SOURCE DATA =>

<<<<

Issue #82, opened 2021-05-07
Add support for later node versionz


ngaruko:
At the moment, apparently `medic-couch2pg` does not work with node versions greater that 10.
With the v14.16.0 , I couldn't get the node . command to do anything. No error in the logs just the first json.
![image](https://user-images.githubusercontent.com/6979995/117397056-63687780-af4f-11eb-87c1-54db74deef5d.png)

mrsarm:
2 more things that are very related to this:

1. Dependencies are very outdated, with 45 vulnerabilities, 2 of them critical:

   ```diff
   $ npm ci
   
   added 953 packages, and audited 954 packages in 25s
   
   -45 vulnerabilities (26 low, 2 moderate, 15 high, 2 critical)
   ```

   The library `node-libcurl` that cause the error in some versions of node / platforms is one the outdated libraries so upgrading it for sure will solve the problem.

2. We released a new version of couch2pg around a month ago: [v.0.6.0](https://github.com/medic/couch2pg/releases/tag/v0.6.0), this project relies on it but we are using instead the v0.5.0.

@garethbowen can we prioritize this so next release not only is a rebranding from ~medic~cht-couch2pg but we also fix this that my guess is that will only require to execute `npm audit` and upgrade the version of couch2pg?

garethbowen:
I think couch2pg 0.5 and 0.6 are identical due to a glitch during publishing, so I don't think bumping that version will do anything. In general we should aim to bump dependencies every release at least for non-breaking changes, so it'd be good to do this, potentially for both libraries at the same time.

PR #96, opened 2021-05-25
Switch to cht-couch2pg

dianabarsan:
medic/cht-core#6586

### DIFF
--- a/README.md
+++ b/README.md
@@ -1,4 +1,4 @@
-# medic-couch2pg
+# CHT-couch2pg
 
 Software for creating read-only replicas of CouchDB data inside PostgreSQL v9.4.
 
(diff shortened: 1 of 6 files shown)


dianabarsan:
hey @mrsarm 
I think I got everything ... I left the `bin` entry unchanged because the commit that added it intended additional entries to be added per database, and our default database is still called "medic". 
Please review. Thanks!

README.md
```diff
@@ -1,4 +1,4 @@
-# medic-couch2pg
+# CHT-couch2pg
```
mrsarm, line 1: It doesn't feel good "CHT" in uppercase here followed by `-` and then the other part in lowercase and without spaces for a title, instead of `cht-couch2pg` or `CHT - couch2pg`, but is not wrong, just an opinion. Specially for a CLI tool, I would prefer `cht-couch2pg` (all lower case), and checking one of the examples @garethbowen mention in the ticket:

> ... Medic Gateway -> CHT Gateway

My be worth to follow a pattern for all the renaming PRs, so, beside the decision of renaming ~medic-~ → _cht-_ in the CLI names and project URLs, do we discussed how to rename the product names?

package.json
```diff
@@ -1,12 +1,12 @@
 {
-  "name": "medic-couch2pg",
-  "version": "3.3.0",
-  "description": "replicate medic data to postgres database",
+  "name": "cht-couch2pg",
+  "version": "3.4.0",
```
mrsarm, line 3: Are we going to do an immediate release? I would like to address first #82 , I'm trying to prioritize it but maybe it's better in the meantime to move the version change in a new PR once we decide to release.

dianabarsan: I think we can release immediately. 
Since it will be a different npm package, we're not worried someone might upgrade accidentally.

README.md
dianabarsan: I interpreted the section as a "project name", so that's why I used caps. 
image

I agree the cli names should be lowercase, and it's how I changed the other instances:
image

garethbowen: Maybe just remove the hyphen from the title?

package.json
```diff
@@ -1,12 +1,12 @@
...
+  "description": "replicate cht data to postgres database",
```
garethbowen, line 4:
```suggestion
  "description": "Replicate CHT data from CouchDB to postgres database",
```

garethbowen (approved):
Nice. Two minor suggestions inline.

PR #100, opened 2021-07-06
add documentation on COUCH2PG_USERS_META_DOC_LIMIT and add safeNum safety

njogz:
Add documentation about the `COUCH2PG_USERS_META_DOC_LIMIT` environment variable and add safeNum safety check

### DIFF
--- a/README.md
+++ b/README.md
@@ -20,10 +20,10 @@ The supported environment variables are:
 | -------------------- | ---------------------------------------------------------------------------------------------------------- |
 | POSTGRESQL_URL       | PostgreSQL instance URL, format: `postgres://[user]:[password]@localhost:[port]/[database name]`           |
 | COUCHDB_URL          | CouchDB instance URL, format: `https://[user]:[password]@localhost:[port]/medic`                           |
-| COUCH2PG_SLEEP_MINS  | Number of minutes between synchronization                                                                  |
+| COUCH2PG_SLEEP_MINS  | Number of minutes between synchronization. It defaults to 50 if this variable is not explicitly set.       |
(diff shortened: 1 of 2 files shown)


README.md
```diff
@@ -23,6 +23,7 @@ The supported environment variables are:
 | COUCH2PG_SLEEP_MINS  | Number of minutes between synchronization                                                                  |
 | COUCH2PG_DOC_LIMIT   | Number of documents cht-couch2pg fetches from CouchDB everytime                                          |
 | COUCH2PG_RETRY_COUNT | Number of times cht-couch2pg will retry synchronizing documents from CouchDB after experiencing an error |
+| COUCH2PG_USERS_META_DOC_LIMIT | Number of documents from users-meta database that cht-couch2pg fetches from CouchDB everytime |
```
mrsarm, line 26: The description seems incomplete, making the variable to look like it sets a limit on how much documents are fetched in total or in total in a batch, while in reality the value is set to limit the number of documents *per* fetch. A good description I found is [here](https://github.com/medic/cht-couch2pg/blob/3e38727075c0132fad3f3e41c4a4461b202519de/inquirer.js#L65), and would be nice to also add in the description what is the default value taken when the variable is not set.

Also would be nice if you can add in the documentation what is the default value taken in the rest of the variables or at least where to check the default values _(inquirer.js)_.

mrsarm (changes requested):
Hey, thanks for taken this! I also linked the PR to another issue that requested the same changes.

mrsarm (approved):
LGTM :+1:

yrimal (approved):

>>>>
<<<<

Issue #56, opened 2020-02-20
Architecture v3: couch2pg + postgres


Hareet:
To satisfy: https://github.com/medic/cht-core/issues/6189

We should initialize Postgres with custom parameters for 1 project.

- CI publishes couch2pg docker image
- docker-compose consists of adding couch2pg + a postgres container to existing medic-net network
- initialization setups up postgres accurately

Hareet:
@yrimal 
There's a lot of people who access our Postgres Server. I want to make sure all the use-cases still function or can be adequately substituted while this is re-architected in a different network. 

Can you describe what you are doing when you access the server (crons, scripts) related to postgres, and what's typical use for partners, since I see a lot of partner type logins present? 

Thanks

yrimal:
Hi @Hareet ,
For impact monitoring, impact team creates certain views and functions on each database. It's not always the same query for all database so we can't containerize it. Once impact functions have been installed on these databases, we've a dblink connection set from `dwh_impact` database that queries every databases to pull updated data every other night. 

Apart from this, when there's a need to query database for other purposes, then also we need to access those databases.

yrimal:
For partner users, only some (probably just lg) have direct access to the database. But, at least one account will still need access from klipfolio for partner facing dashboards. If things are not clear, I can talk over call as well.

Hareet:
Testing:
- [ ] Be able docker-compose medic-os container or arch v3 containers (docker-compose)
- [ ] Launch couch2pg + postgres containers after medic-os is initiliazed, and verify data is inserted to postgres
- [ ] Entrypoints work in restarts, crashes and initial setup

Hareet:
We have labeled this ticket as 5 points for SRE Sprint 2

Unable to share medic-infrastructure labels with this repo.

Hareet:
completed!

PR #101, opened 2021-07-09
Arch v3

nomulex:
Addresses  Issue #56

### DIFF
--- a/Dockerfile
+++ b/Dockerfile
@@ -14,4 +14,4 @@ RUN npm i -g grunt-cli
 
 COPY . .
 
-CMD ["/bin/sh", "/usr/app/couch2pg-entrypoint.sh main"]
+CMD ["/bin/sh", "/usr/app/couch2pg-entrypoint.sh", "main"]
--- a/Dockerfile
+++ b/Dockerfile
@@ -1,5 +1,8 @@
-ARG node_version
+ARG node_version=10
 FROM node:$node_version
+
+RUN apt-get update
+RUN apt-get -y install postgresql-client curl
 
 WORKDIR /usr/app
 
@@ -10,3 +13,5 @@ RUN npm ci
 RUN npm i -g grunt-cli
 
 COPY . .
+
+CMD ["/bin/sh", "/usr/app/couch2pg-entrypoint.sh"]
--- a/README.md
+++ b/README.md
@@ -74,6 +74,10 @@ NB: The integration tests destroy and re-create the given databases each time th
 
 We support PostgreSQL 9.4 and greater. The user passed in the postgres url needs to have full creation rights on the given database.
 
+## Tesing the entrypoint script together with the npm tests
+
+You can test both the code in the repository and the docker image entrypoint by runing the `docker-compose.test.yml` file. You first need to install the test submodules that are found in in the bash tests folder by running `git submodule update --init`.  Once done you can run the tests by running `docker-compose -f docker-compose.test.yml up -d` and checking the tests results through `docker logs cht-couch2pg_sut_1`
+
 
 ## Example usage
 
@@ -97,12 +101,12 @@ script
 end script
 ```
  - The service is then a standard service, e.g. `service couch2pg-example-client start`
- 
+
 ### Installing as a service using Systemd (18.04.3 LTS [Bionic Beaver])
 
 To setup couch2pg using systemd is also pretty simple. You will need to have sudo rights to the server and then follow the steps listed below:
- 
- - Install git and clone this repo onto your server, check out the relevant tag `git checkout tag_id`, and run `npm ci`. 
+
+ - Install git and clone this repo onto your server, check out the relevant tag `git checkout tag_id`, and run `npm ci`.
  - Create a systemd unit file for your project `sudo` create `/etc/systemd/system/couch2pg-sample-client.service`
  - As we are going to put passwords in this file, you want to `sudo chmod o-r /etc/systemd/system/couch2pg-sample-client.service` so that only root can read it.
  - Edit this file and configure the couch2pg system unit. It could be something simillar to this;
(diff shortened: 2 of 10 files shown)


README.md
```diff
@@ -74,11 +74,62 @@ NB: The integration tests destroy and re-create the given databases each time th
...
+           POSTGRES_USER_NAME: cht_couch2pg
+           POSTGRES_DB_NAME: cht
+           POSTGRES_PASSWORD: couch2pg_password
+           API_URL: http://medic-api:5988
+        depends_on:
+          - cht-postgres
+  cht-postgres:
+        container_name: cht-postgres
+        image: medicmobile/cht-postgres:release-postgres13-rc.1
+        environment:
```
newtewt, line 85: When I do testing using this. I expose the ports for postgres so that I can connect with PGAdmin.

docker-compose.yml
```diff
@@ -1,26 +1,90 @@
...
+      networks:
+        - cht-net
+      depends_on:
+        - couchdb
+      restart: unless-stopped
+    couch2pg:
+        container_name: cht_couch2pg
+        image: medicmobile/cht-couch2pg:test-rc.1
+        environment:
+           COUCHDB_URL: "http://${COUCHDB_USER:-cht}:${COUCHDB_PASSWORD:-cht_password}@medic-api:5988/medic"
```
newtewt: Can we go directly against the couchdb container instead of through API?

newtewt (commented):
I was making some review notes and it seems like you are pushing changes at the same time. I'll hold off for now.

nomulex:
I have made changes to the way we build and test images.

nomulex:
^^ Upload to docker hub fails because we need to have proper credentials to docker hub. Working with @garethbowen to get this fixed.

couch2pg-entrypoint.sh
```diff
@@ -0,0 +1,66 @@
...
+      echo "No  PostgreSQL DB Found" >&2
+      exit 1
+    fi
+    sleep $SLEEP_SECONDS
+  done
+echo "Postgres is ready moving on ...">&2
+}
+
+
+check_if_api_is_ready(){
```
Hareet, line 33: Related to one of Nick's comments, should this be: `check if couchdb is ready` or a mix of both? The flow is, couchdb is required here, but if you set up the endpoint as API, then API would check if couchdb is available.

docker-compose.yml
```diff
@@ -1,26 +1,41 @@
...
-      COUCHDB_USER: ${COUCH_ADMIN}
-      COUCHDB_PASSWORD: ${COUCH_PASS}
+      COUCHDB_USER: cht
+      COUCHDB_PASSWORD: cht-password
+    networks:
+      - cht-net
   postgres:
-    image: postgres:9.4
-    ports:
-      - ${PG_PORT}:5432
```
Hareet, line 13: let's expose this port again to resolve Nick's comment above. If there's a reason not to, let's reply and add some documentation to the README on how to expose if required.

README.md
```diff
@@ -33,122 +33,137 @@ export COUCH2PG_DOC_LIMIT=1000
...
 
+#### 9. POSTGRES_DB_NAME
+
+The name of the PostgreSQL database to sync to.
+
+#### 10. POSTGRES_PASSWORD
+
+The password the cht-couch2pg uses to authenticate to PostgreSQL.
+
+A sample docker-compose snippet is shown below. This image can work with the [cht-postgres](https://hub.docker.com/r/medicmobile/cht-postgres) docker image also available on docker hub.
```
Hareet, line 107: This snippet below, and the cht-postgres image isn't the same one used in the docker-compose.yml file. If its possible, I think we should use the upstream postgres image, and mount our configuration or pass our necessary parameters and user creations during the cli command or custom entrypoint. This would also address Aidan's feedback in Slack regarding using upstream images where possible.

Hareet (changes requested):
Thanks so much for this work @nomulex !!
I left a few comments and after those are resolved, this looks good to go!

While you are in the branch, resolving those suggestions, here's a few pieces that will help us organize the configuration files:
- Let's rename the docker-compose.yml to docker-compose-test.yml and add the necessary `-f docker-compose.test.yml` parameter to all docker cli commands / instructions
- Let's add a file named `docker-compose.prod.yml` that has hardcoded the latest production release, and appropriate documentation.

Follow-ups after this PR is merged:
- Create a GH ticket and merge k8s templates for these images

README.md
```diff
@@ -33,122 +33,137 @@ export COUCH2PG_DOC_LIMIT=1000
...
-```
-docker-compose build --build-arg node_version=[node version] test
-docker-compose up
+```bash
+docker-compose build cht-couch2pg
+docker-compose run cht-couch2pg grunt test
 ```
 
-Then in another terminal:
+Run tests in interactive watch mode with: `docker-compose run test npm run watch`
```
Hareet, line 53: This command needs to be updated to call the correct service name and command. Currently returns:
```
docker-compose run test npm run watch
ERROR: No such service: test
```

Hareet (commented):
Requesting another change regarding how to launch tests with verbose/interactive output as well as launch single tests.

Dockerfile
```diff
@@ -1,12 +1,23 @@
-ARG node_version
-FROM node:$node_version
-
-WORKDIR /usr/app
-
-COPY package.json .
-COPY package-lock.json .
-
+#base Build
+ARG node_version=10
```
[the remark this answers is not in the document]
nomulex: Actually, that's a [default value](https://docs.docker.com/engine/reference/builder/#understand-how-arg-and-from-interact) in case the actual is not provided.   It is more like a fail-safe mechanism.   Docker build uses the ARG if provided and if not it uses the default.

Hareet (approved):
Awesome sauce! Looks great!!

>>>>
<<<<

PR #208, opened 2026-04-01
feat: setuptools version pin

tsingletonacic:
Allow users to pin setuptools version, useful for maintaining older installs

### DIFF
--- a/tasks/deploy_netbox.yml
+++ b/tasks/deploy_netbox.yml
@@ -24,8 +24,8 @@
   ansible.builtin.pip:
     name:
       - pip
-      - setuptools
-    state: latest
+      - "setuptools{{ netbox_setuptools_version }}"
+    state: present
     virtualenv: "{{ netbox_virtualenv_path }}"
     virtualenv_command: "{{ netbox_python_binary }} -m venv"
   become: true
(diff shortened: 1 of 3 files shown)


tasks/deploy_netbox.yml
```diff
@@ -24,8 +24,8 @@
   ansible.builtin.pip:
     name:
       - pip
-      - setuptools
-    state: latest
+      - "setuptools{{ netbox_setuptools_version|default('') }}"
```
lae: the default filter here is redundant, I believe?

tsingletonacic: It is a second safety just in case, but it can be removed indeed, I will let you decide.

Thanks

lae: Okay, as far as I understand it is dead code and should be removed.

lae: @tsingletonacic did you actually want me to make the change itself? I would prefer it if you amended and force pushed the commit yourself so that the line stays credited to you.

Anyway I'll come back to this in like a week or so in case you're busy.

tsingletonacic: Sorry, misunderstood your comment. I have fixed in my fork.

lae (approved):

>>>>

DIRECTIONS FOR THIS TASK => With "first" as the string to look for, count the matching lines above and give the number by itself.

TASK RESPONSE => 3